Alfred Tesseron had just started making some improvements in the early 90s and brought in Jean-Michel Comme around the same time. I think he was there by 1995 but still getting settled. Quality started improving around then, but had not reached the levels that the chateau is getting credit for today.
The quality today has not yet reached the levels the chateau is getting credit for today, either.
 
I took Kay's complaint about P-C to be that there was nothing there. And while I found more there, I wasn't disputing that. Neither of these reports, or at least mine, is consistent with my notion of spoof, which is that there's way too much there that one doesn't want there. Monbousquet being the case in point. I'm happy to take Claude's information that the winemaking practices for those two wines were the same. That just means that those practices don't always produce for my palate the kinds of objectionable tastes I object to in using the word spoof,since Monbousquet can be used to teach what spoof means, while that was not my impression of the 95 P-C.
 
originally posted by Jonathan Loesberg:
Neither of these reports, or at least mine, is consistent with my notion of spoof, which is that there's way too much there that one doesn't want there.

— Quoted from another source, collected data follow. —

Issue #3986, opened 2018-02-23
Don't fill jQuery.cssProps if mapping isn't needed


dmethvin:
While working on https://github.com/jquery/jquery-migrate/pull/291 the tests failed indicating that we are using `jQuery.cssProps` still in a [somewhat insidious way](https://github.com/jquery/jquery/blob/4a2bcc27f9c3ee24b3effac0fbe1285d1ee23cc5/src/css.js#L66). Each time someone accesses a CSS property we're populating it with properties like `{ width: "width" }`. That makes it hard for Migrate to warn since just about anything can end up there through no fault of external code. For now I won't land this warning and leave https://github.com/jquery/jquery-migrate/issues/283 open until we can change the logic to only populate `jQuery.cssProps` when it needs to actually change the property name.

dmethvin:
Fixing this is messier than I'd like because we have a [unit test](https://github.com/jquery/jquery/blob/4a2bcc27f9c3ee24b3effac0fbe1285d1ee23cc5/test/unit/css.js#L1031-L1046) making some pretty crazy assertions. I'm not certain that aliasing one standard CSS property to another was the intended use case but that's what we're up against. Just a thought for 4.0.0, do we even need the mapping to vendor-specific properties at that point?

mgol:
@dmethvin The unit test is just checking the mapping, I wouldn't expect anyone in real life aliasing `top` to `left`.

We need the mapping to cache vendor prefixed values which are still used by browsers, although not really for new APIs. There are lots of prefixed properties in IE 9+ and I think it's useful we handle it for users.

What we could do is to introduce another internal object that would be consulted if there is no match in `jQuery.cssProps`; we'd write vendor-prop resolved values to this separate object. This would influence the size slightly negatively but hopefully not too much?

Another solution: IIRC Migrate used to differentiate between user calls & jQuery internal ones by setting a certain flag at the beginning of a method that uses the deprecated thing and resetting it at the end (I don't remember what it was). Wouldn't something like that work here?

PR #4005, opened 2018-03-08
CSS: Avoid filling jQuery.cssProps

dmethvin:
Fixes gh-3986

This avoids filling jQuery.cssProps by introducing a second internal
prop cache. It allows jQuery Migrate to detect external usage.

### DIFF
--- a/src/css/finalPropName.js
+++ b/src/css/finalPropName.js
@@ -1,0 +1,39 @@
+define( [ "../var/document" ], function( document ) {
+
+"use strict";
+
+var cssPrefixes = [ "Webkit", "Moz", "ms" ],
+	emptyStyle = document.createElement( "div" ).style,
+	vendorProps = {};
+
+// Return a vendor-prefixed property or undefined
+function vendorPropName( name ) {
+
+	// Check for vendor prefixed names
+	var capName = name[ 0 ].toUpperCase() + name.slice( 1 ),
+		i = cssPrefixes.length;
+
+	while ( i-- ) {
+		name = cssPrefixes[ i ] + capName;
+		if ( name in emptyStyle ) {
+			return name;
+		}
+	}
+}
+
+// Return a potentially-mapped jQuery.cssProps or vendor prefixed property
+function finalPropName( name ) {
+	var final = jQuery.cssProps[ name ] || vendorProps[ name ];
+
+	if ( final ) {
+		return final;
+	}
+	if ( name in emptyStyle ) {
+		return name;
+	}
+	return vendorProps[ name ] = vendorPropName( name ) || name;
+}
+
+return finalPropName;
+
+} );
--- a/src/effects/Tween.js
+++ b/src/effects/Tween.js
@@ -1,7 +1,9 @@
 define( [
 	"../core",
+	"../css/finalPropName",
+
 	"../css"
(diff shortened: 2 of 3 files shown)


mgol:
What's the size difference?

src/css/finalPropName.js
```diff
@@ -0,0 +1,38 @@
+define( [ "../var/document" ], function( document ) {
+
+"use strict";
```
mgol: Please add an empty line below this one; I think that's what we do elsewhere.

src/effects/Tween.js
```diff
@@ -14,6 +16,8 @@ Tween.prototype = {
 	constructor: Tween,
 	init: function( elem, options, prop, end, easing, unit ) {
 		this.elem = elem;
+		this.styleElem = elem.nodeType === 1 && ( jQuery.cssHooks[ prop ] ||
```
mgol: What's the reason for this change? We're now unit-testing `jQuery.Tween`, in particular the behavior of its properties so it's kind of a public API now. I'd rather not expose internal properties on Tween objects.

mgol:
Unit tests are failing in Travis.

src/effects/Tween.js
dmethvin: Mainly I was trying to avoid doing this calculation each time and just do it once in the init. It's no problem to move it back though.

dmethvin:
Not sure why I didn't see those failures. Moving the test back out of the init fixed the issue, I guess if all props in the Tween are considered fair game at any time that's not a good optimization.

 I did notice that in the tween.js tests we're mocking `jQuery.style()` which isn't a public interface.

dmethvin:
@mgol was there something else you wanted to review before I landed this? I noticed the tag.

src/css/finalPropName.js
```diff
@@ -0,0 +1,39 @@
...
+		name = cssPrefixes[ i ] + capName;
+		if ( name in emptyStyle ) {
+			return name;
+		}
+	}
+}
+
+// Return a potentially-mapped jQuery.cssProps or vendor prefixed property
+function finalPropName( name ) {
+	var final = jQuery.cssProps[ name ] || vendorProps[ name ];
```
Krinkle: Hm.. I don't think this resolved the concern from https://github.com/jquery/jquery-migrate/pull/291.

The jquery-migrate pull proposes a warning for getting (and theoretically, setting) of `jQuery.cssProps` itself. That may seem odd, but is actually fine, given that detecting the setting of sub-properties is hard, and, in order to set a sub-property, one has to get the cssProps object first, which will trigger the warning. All good.

However, the code here in core/css.js, still gets the `jQuery.cssProps` object the same way as before, so it seems that would trigger the warning?

The only thing that changed is it now gets the object once instead of twice.

dmethvin: In the previous code, we **set** a property on `jQuery.cssProps`. Now we no longer do that, so Migrate can look for situations where external code sets values here.

Krinkle: Yep, but the warning added in https://github.com/jquery/jquery-migrate/pull/291 is not for getting/setting unknown properties on `jQuery.cssProps`, it warns for getting (and setting) of the `cssProps` property of `jQuery`.

PR #4010, opened 2018-03-14
Dimensions: avoid fetching boxSizing when setting width/height

### LINKED ISSUE #3991: width/height css set hook causes forced reflows
### Description ###
https://github.com/jquery/jquery/commit/3fcddd6e72e7e318c0b062e391d60867732318ae#diff-414c8f59bff0d1b63680b64763d8c529R370 started invoking the `isBorderBox` test 100% of the time instead of only when necessary. In my case this causes a series of `.css({width})` calls to cause a "forced reflow" (that's the chrome terminology in the performance tool).

Updating the width/height `set` to avoid computing `isBorderBox` unless necessary fixes it for me locally, but makes the code a bit uglier:
```
6582c6582
< 				isBorderBox = jQuery.css( elem, "boxSizing", false, styles ) === "border-box",
---
> 				isBorderBox,
6587c6587
< 					isBorderBox,
---
> 					isBorderBox = jQuery.css( elem, "boxSizing", false, styles ) === "border-box",
6593c6593
< 			if ( isBorderBox && support.scrollboxSize() === styles.position ) {
---
> 			if ( support.scrollboxSize() === styles.position && (undefined === isBorderBox ? (isBorderBox = jQuery.css( elem, "boxSizing", false, styles ) === "border-box") : isBorderBox) ) {
```

However so far I have been unable to reproduce this in jsbin, so there must be another condition that I'm not understanding such as a specific position type on the element or parent element?

Here's an example where a series of `ng-style="{width: X}"` in AngularJS causes this (and jQuery 3.1 does not cause it):
jq33-reflow

### Link to test case ###
TODO

jbedard:
- this avoids forcing a reflow in some cases

Fixes #3991

```
 raw     gz Compared to 3991 @ 625e19cd9be4898939a7c40dbeb2b17e40df9d54
+147    +63 dist/jquery.js
 +12    +12 dist/jquery.min.js
```

Adds a bit of size but I think it's worth it...

### DIFF
--- a/src/css.js
+++ b/src/css.js
@@ -378,7 +378,12 @@ jQuery.each( [ "height", "width" ], function( i, dimension ) {
 		set: function( elem, value, extra ) {
 			var matches,
 				styles = getStyles( elem ),
-				isBorderBox = jQuery.css( elem, "boxSizing", false, styles ) === "border-box",
+				scrollBoxSize = support.scrollboxSize() === styles.position,
+
+				// To avoid forcing a reflow, only fetch boxSizing if we need it (gh-3991)
+				boxSizingNeeded = scrollBoxSize || extra,
+				isBorderBox = boxSizingNeeded &&
+					jQuery.css( elem, "boxSizing", false, styles ) === "border-box",
 				subtract = extra && boxModelAdjustment(
 					elem,
 					dimension,
@@ -389,7 +394,7 @@ jQuery.each( [ "height", "width" ], function( i, dimension ) {
 
 			// Account for unreliable border-box dimensions by comparing offset* to computed and
 			// faking a content-box to get border and padding (gh-3699)
-			if ( isBorderBox && support.scrollboxSize() === styles.position ) {
+			if ( isBorderBox && scrollBoxSize ) {
 				subtract -= Math.ceil(
 					elem[ "offset" + dimension[ 0 ].toUpperCase() + dimension.slice( 1 ) ] -
 					parseFloat( styles[ dimension ] ) -


src/css.js
```diff
@@ -378,7 +378,11 @@ jQuery.each( [ "height", "width" ], function( i, dimension ) {
 		set: function( elem, value, extra ) {
 			var matches,
 				styles = getStyles( elem ),
-				isBorderBox = jQuery.css( elem, "boxSizing", false, styles ) === "border-box",
+				scrollBoxSize = support.scrollboxSize() === styles.position,
+
+				// Only fetch boxSizing if required to avoid forcing a reflow (gh-3991)
+				isBorderBox = ( extra || scrollBoxSize ) &&
+					jQuery.css( elem, "boxSizing", false, styles ) === "border-box",
```
gibson042: I like what the code is doing, but the reasons could be a little more clear. Suggestion to improve that (and reduce size a little bit as well):
```patch
diff --git i/src/css.js w/src/css.js
index fc000be..d7181f4 100644
--- i/src/css.js
+++ w/src/css.js
@@ -380,8 +380,9 @@ jQuery.each( [ "height", "width" ], function( i, dimension ) {
 				styles = getStyles( elem ),
 				scrollBoxSize = support.scrollboxSize() === styles.position,
 
-				// Only fetch boxSizing if required to avoid forcing a reflow (gh-3991)
-				isBorderBox = ( extra || scrollBoxSize ) &&
+				// To avoid forcing a reflow, only fetch boxSizing if we need it (gh-3991)
+				boxSizingNeeded = scrollBoxSize || extra,
+				isBorderBox = boxSizingNeeded &&
 					jQuery.css( elem, "boxSizing", false, styles ) === "border-box",
 				subtract = extra && boxModelAdjustment(
 					elem,
@@ -393,7 +394,7 @@ jQuery.each( [ "height", "width" ], function( i, dimension ) {
 
 			// Account for unreliable border-box dimensions by comparing offset* to computed and
 			// faking a content-box to get border and padding (gh-3699)
-			if ( scrollBoxSize && isBorderBox ) {
+			if ( isBorderBox && scrollBoxSize ) {
 				subtract -= Math.ceil(
 					elem[ "offset" + dimension[ 0 ].toUpperCase() + dimension.slice( 1 ) ] -
 					parseFloat( styles[ dimension ] ) -
```

jbedard: That reduces size? Interesting, I thought an extra var would do the opposite...

I agree that is clearer 👍

jbedard: Adding the var and changing the comment:
```
   +38    +11 dist/jquery.js
     =      = dist/jquery.min.js
```
Then changing the order in the `if`:
```
     =     -1 dist/jquery.js
     =      = dist/jquery.min.js
```
So it didn't really change the size at all (but does make it more readable, so :+1:)... @gibson042 is that the results you were getting?

gibson042: I don't remember exactly, but this looks good to me.

PR #4014, opened 2018-03-19
Remove alias

gabrielrdantas:
Alias is not being used

### DIFF
--- a/src/deprecated.js
+++ b/src/deprecated.js
@@ -5,9 +5,7 @@ define( [
 	"./core/toType",
 	"./var/isFunction",
 	"./var/isWindow",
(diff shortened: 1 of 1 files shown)


mgol:
It is used, this module doesn't return anything but defines event aliases. It's included purely for its side effects.

dmethvin:
@gabrielrdantas I know it is subtle, but notice that there is a space before that name and the ones above it. That indicates we don't use it directly in the module but do need it to be included so that it adds methods to the common `jQuery` object. In this case the deprecated event aliases are in a separate module but referencing it here ensures that it will be pulled in to the full build.

Issue #4045, opened 2018-04-18
Object tag with svg being ignored at contents()


emibloque:
First of all, thank you very much for this project and for your work!

### Description

A regression could have been introduced in this commit 3e3b09d and, as it is returning `documentContent` only for `<iframe>`, it is no longer possible to access the document content of an `<object>` with an svg provided in the `data` attribute.

For example this would stop working since version `3.2.0`:
```html
<object id="svg-object" data="1x1.svg"></object>
```
```js
var svgObject = $("#svg-object")

svgObject.on("load", function(){
	svgObject.contents().find('svg');
})
```

### Test link

The test to reproduce this bug would need a `svg` in the same domain, as it isn't possible to upload it to any of the platforms, I cannot provide a test link. However, I've prepared a PR with the fix and the test case provided in it is the following:
```js
QUnit.test( "contents() for <object />", function( assert ) {
	assert.expect( 2 );

	var svgObject = jQuery( "<object id='svg-object' data='" + baseURL + "1x1.svg'></object>" );
	var done = assert.async();

	svgObject.on( "load", function() {
		var contents = jQuery( "#svg-object" ).contents();
		assert.equal( contents.length, 1, "Check object contents" );
		assert.equal( contents.find( "svg" ).length, 1, "Find svg within object" );
		done();
	} );

	jQuery( "#qunit-fixture" ).append( svgObject );
} );
```

PR #4046, opened 2018-04-18
Traversing: $.fn.contents() support for object

emibloque:
Fixes gh-4045

### Summary ###

As described in gh-4045, this PR allows `<object>`  document content to be accessed again using `contents()` function.

### Checklist ###

### DIFF
--- a/src/traversing.js
+++ b/src/traversing.js
@@ -145,7 +145,7 @@ jQuery.each( {
 		return siblings( elem.firstChild );
 	},
 	contents: function( elem ) {
-        if ( nodeName( elem, "iframe" ) ) {
+        if ( nodeName( elem, "iframe" ) || nodeName( elem, "object" ) ) {
             return elem.contentDocument;
         }
 
--- a/src/traversing.js
+++ b/src/traversing.js
@@ -145,7 +145,7 @@ jQuery.each( {
 		return siblings( elem.firstChild );
 	},
 	contents: function( elem ) {
-        if ( nodeName( elem, "iframe" ) || nodeName( elem, "object" ) ) {
+				if ( typeof elem.contentDocument !== "undefined" ) {
             return elem.contentDocument;
         }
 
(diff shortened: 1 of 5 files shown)


src/traversing.js
```diff
@@ -145,7 +145,7 @@ jQuery.each( {
 		return siblings( elem.firstChild );
 	},
 	contents: function( elem ) {
-        if ( nodeName( elem, "iframe" ) ) {
+        if ( nodeName( elem, "iframe" ) || nodeName( elem, "object" ) ) {
```
dmethvin: I wonder if we should just be checking `typeof elem.contentDocument !== "undefined"` or something to that effect. The check for a specific element is how the regression occurred. Are there any other elements where this might apply?

dmethvin: Looks like it's applet, frame, iframe, and object.

emibloque: Good point, thanks!
I'll use that check and work on tests for those tags too.

Also, I'm seeing that the [test for Node 8](https://travis-ci.org/jquery/jquery/jobs/368238987) is failing because the route for the svg is returning a 404.
Any advice on best practices for avoiding this?

dmethvin: Is there a specific reason why you're using `baseURL` in the test? Usually a relative reference like `data/1x1.svg` should work.

emibloque: I followed how it was done in other tests. Actually the problem was that I didn't add the `svg` extension to the karma config 😅.

I just applied the change you mention. However, due to the lack of browser support for `applet` nowadays, I wasn't able to prepare a test for this tag.

emibloque:
Hi @dmethvin !
Just to follow up on this, could I help with anything else here?
If there is anything left to do I will gladly try to work on that 😃

dmethvin:
@emibloque Nope, we're good. It should land before the next release goes out but I'm not sure when that will be at the moment. Thanks for the contribution!

Issue #3792, opened 2017-09-20
Remove package-lock.json?


mgol:
### Description ###
npm 5, even the version included in the latest Node.js 8.5.0 re-generates `package-lock.json` on each install. And when it does on a system that doesn't support all the optional dependencies that are supported on the OS where the lockfile was generated, it removes those optional deps from the lockfile.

Not necessarily, at least not in Bordeaux. I've met quite a few animals which appeared balanced and very attractive to begin with, but have gone flat and uninteresting since. Consider the likes of Poyferre from the late 90s, Camensac over the past decade, etc. In fact, I found 1995 Pontet-Canet to be quite decent in 2002.

The stuff appears front-loaded, possibly to give a glimpse of the good old days of Bordeaux from the more generous vintages - something a young claret isn't supposed to do. But I am just guessing, as far as the original intent is concerned.

There is no question I was fooled by some of these wines on release, but I am learning.
 
I'm happy to accept both Joe's and Sasha's explanation. I have insufficient experience as I tend just to go away from wines that display spoof and never come back, so I may not learn until years down the road. Still, Monbousquet does not support the sic transit theory. Saddled with a case, as a matter of scientific experiment, I check in. To judge from it, spoof changes but it changes like spoof. In CdP, les Cailloux developed early aging syndrome, but didn't taste like a shut down wine. Other Cambies that I have gotten before I knew better age like what they are. But I don't have Cambies earlier than the early aughts, I think, and few to test as there I learned more quickly. So hardly, in toto, a sufficient sample to do other than register impressions.